PR #43, opened 2019-01-30
Converts the AlbumFunctions class into a service

hermzz:


hermzz:
I had actually converted a bunch of other albumIDs before I noticed that sometimes they can be strings, but reverted them back and I think we're safe here.

ildyria:
Yep. I quickly checked that before merging. I was just pointing it out. :+1:

PR #55, opened 2019-02-02
Moves and renames `PhotoFunctions::exists` to `Photo::isDuplicate`.

hermzz:


app/Photo.php
```diff
@@ -35,6 +35,21 @@ public function owner()
...
 
 
+    /**
+     * @param string $checksum
+     * @param $photoID
+     * @return array|false Returns a subset of a photo when same photo exists or returns false on failure.
+     */
+    public function isDuplicate(string $checksum, $photoID = null)
+    {
+        $sql = $this->where('checksum', '=', $checksum);
```
ildyria: I am not sure about the `$this->where` I think it should be `Photo::where()` no ?

hermzz: Neither am I, but I tested it and it worked? Let me do some more digging.

hermzz: I found this series of [best practices](https://github.com/alexeymezenin/laravel-best-practices#fat-models-skinny-controllers) that has a relevant example. The rest of the tips are reasonable as well.

ildyria: Hooo nice :+1: 
I basically did bad in every examples. :x

PR #59, opened 2019-02-06
Creates handlers for the different image processing libraries 

hermzz:


app/Image/GdHandler.php
```diff
@@ -0,0 +1,207 @@
...
+				$image = imagerotate($image, 90, 0);
+				imageflip($image, IMG_FLIP_HORIZONTAL);
+				break;
+
+			case 8:
+				$image = imagerotate($image, 90, 0);
+				break;
+		}
+
+		imagejpeg($image, $path, self::COMPRESSION_QUALITY);
```
ildyria: This is wrong.
With this function we are also modifying the "originals".
It should be 100.
Cf here:
https://github.com/LycheeOrg/Lychee-Laravel/pull/59/files#diff-2407954faff3ae8fbd036080db62e09fL210

hermzz: Good catch! I'll get that fixed.

Issue #69, opened 2019-02-10
Call to unknown function ImagickHandler::get_quality()


Chostakovitch:
PR #67 removed the function `get_quality()` but it is still referenced [here](https://github.com/hermzz/Lychee-Laravel/blob/be314914a77d56edf5ffca2d5631c5e750ff5a58/app/Image/GdHandler.php#L49) and [here](https://github.com/hermzz/Lychee-Laravel/blob/be314914a77d56edf5ffca2d5631c5e750ff5a58/app/Image/GdHandler.php#L86). 

Same with `GdHandler`.

Chostakovitch:
See PR #70

PR #70, opened 2019-02-10
Replace removed accessor for compression quality

Chostakovitch:
Fix for issue #69


ildyria:
Next time you can put as comment:
Fixes #69 
This way, when we merges this request, it will automatically close the issue. :)

PR #96, opened 2019-02-28
Checks album permissions to hide them correctly (fixes #74)

### LINKED ISSUE #74: Hidden Sub Albums are still visible
Create an album `test`, set it to `public` and `visible`.
Create an album `test2` in `test` set it to `public` and `hidden`.
Log out, go into `test`. `test2` will be visible.

hermzz:
Won't return albums that are hidden that do not belong to the user
requesting them.

### DIFF
--- a/app/Album.php
+++ b/app/Album.php
@@ -102,19 +102,27 @@ class Album extends Model
 	}
 
 
-
-	public function get_albums()
+	/**
+	 * Recursively returns the tree structure of albums. Private user albums are returned
+	 * only if `$userId` is set.
+	 *
+	 * @param  int   $userId
+	 * @return array
+	 */
+	public function get_albums(int $userId = null) : array
 	{
-		$return = array();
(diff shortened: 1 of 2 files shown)


app/Album.php
```diff
@@ -102,19 +102,27 @@ public function gen_thumbs($return)
...
-			$album_t = $album->gen_thumbs($album_t);
-			$return[$i] = $album_t;
-			$i++;
+		$subAlbums = [];
+		foreach ($this->children as $subAlbum) {
+			$album = $subAlbum->prepareData();
+			$album['albums'] = $subAlbum->get_albums($userId);
+			$album = $subAlbum->gen_thumbs($album);
+
+			if ($subAlbum['visible'] === '1' || ($userId === $subAlbum->owner->id)) {
```
ildyria: You are missing the admin case: `$userId == 0`

PR #1649, opened 2022-12-22
Remove and clean up unused files

qwerty287:
- remove unused font files
- convert `cat.jpg` to WEBP (much smaller size, about 1MB less at all)
- removed JS source maps: If you don't think this is good, I can undo it. However, I'm not sure if we should keep them because they are limited to two source maps, while the `frontend.js` has six references. In addition, this copied the *full source code* of the leaflet.markercluster library, which is definitely useless.


ildyria (approved):
Tested. LGTM.

PR #1655, opened 2022-12-23
Add number of foreign key check and listing option

ildyria:
Add in the diagnostic:
- the current foreign keys in the DB (disabled by default).
- a count of the foreign keys in the DB


ildyria:
I want to check something and I would be happy to get this merged so I can use it in #1539  and check the migration see if there are any foreign keys dropped. :)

* _EXERCISE_:
Only the lines with the string "about" are wanted; pick them out of the records above and copy them.

* _OUTPUT_:
ildyria: I am not sure about the `$this->where` I think it should be `Photo::where()` no ?
- convert `cat.jpg` to WEBP (much smaller size, about 1MB less at all)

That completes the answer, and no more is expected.